Overview: Reaching Home

Backgrounder

Overview: Reaching Home

Reaching Home: Canada's Homelessness Strategy was launched in April 2019 and supports the goals of the National Housing Strategy, in particular, to support the needs of the most vulnerable Canadians; to improve access to safe, stable and affordable housing; and to reduce chronic homelessness by 50 percent by 2027-28.

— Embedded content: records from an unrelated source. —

PR #2097, opened 2017-09-08
update french .mo file; update installshield files

davidpanderson:


AenBleidd:
@davidpanderson do we really need all this changes made in 7.8.2 to be merged back to master?

JuhaSointusalo:
As far as I can tell, the French .mo file was merged earlier and the InstallShield files were pushed to 7.8 directly without a pull request.

JuhaSointusalo:
Actually, @AenBleidd had it right. The direction is from 7.8 to master. This needs to be closed without merging.

davidpanderson:
Nope.  I made a mistake of some sort.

Reaching Home is a community-based program aimed at preventing and reducing homelessness across Canada. It provides funding and support to urban, Indigenous, territorial and rural and remote communities to help them address their local homelessness needs. The main objective of Reaching Home is to streamline access to housing and supports for people who are experiencing homelessness or at risk of homelessness, by coordinating local services to achieve community-wide outcomes using real-time data.

Program features

A community-based approach

Funding is primarily delivered through the Community Entity model. The Community Entity, normally an incorporated organization (i.e. community's municipal government or an established not-for-profit organization), implements the community plan and is responsible for the selection, approval and management of projects in the local area. Community Entities are supported by a Community Advisory Board responsible for developing the community plan and recommending projects for funding at the community level.

Reaching Home continues to reinforce a community-based approach, and, in 2020, was expanded to six new Designated Communities.

Coordinated Access

A number of communities are required to implement a Coordinated Access system through Reaching Home, which prioritizes those individuals most in need of housing and support services utilizing a common Homelessness Management Information System. Coordinated Access will help communities shift towards a more coordinated and systems-based approach to addressing homelessness.

More flexibility for communities under an outcomes-based approach

A number of communities are also required to adopt an outcomes-based approach, where they work with local organizations and service providers to achieve community-level outcomes and track progress against targets using a Unique Identifier List. This keeps decision making at the local level, and gives communities greater flexibility to address local priorities, including homelessness prevention and programming designed to meet the needs of vulnerable populations.

Reaching Home funding streams

Reaching Home has four regional funding streams. Funding under each stream is delivered through regionally-managed contribution agreements with Community Entities.Footnote 1

  • Designated Communities: provides funding to 64 urban communities outside the territories.
  • Indigenous Homelessness: provides funding to 30 communities (urban centres outside of the territories) for the delivery of culturally-appropriate services for Indigenous peoples who are at-risk of or experiencing homelessness.
  • Territorial Homelessness: provides funding to the 3 territorial capitals to address the unique homelessness challenges in the territories.
  • Rural and Remote Homelessness: provides funding for projects in non-Designated Communities, which includes any community outside of the Designated Communities and Territorial Homelessness streams.

Reaching Home also has two nationally-delivered funding streams.

  • Community Capacity and Innovation: provides funding to support the implementation of Coordinated Access and for innovative solutions to homelessness.
  • Distinctions-based Approaches and Modern Treaty Holder: provides dedicated funding to address the specific and unique needs of First Nations, Inuit, and Métis individuals at risk of or experiencing homelessness.

Federal investments

As of June 2022, the Government of Canada has committed approximately $3 billion over 9 years through Reaching Home.

Most recently, Budget 2022 proposed to provide an additional $562.2 million over two years, beginning in 2024-25, to maintain Reaching Home's 2023-24 funding levels to support communities in their vital work to prevent and reduce homelessness.